#### [RECORDS FOR THIS TASK]
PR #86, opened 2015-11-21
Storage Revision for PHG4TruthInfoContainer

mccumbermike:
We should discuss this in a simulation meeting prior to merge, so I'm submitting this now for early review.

--

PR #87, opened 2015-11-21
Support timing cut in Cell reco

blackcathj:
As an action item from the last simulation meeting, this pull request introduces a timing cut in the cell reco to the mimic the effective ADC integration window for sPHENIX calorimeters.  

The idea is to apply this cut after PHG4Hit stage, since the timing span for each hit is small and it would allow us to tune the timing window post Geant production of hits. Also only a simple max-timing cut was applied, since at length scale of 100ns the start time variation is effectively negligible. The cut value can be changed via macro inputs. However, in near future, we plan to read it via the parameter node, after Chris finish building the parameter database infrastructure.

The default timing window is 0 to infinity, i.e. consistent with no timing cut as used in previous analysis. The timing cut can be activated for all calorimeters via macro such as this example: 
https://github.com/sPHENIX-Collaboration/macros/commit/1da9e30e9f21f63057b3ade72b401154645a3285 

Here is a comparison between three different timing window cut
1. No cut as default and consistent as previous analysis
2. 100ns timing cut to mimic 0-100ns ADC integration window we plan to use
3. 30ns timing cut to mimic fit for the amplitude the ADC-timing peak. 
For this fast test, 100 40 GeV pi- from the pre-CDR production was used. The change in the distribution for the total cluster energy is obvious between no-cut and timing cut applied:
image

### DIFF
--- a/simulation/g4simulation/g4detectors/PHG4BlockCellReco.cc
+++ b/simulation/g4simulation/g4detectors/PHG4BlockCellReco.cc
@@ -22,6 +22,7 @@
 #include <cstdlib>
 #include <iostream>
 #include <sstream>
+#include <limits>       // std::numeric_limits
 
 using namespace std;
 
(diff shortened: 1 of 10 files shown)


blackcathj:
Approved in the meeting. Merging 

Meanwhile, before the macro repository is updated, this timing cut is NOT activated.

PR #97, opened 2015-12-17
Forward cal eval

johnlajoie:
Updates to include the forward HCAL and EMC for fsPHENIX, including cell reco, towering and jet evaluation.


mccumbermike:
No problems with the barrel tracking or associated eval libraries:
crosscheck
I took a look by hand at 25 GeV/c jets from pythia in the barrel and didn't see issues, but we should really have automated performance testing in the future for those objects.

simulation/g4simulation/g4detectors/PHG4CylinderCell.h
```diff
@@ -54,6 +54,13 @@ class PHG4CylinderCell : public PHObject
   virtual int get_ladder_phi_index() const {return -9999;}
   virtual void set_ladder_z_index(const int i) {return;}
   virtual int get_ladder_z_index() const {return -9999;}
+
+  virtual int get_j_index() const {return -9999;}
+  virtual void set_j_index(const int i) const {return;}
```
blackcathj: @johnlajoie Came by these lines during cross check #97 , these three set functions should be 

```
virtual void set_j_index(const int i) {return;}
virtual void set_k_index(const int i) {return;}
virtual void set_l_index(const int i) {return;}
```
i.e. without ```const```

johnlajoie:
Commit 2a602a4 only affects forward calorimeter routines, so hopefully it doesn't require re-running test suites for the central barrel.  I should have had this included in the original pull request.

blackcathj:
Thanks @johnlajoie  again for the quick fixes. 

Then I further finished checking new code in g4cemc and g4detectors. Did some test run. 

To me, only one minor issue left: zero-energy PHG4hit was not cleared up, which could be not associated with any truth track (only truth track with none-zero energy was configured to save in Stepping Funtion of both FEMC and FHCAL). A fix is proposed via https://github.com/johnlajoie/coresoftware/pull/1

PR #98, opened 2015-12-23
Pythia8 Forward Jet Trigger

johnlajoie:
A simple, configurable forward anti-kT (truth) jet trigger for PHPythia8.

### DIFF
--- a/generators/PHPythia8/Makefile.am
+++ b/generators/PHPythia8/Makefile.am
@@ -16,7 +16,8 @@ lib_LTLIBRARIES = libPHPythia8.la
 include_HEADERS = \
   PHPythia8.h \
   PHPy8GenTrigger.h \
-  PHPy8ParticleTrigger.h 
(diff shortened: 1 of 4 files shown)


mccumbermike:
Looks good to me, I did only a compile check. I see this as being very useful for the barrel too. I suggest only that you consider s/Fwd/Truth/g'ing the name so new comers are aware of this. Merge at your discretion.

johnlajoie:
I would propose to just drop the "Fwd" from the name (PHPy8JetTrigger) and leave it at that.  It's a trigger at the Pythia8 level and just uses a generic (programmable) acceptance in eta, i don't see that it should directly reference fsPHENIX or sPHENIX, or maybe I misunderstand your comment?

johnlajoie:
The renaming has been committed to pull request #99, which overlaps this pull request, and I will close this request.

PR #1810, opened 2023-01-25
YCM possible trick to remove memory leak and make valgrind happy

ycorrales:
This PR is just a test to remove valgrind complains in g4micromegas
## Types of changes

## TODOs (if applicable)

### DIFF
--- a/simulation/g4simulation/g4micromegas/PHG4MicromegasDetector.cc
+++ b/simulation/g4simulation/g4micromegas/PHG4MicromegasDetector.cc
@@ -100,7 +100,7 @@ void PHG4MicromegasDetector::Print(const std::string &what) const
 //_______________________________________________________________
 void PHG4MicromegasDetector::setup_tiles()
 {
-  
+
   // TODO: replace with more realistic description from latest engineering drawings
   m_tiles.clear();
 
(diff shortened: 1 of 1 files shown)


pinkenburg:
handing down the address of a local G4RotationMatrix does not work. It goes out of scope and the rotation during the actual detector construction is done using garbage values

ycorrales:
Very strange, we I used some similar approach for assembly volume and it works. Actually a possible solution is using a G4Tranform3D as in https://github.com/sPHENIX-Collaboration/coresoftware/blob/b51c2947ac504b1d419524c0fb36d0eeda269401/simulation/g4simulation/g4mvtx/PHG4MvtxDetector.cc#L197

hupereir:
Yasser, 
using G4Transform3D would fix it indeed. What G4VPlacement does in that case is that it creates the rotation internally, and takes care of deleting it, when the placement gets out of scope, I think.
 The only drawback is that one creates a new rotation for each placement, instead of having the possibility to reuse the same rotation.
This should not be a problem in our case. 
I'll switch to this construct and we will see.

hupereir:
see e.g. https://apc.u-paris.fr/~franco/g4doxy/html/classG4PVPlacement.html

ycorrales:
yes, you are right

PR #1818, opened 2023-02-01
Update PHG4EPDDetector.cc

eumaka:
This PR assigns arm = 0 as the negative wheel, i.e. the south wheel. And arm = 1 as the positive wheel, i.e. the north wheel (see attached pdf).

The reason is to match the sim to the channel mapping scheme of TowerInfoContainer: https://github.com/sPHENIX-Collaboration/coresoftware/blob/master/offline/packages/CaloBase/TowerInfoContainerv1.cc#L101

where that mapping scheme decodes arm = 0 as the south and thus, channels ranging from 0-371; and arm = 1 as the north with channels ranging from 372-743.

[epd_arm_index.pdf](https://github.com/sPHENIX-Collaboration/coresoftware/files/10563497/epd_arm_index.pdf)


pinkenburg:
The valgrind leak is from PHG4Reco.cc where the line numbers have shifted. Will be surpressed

* * *

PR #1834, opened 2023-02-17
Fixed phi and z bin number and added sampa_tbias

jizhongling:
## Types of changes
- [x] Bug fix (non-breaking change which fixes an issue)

#### [WORK TO COMPLETE]
Where a line of the entries above holds the word "analysis", return that line.

#### [RESULT FOR THIS EXERCISE]
The default timing window is 0 to infinity, i.e. consistent with no timing cut as used in previous analysis. The timing cut can be activated for all calorimeters via macro such as this example: 
1. No cut as default and consistent as previous analysis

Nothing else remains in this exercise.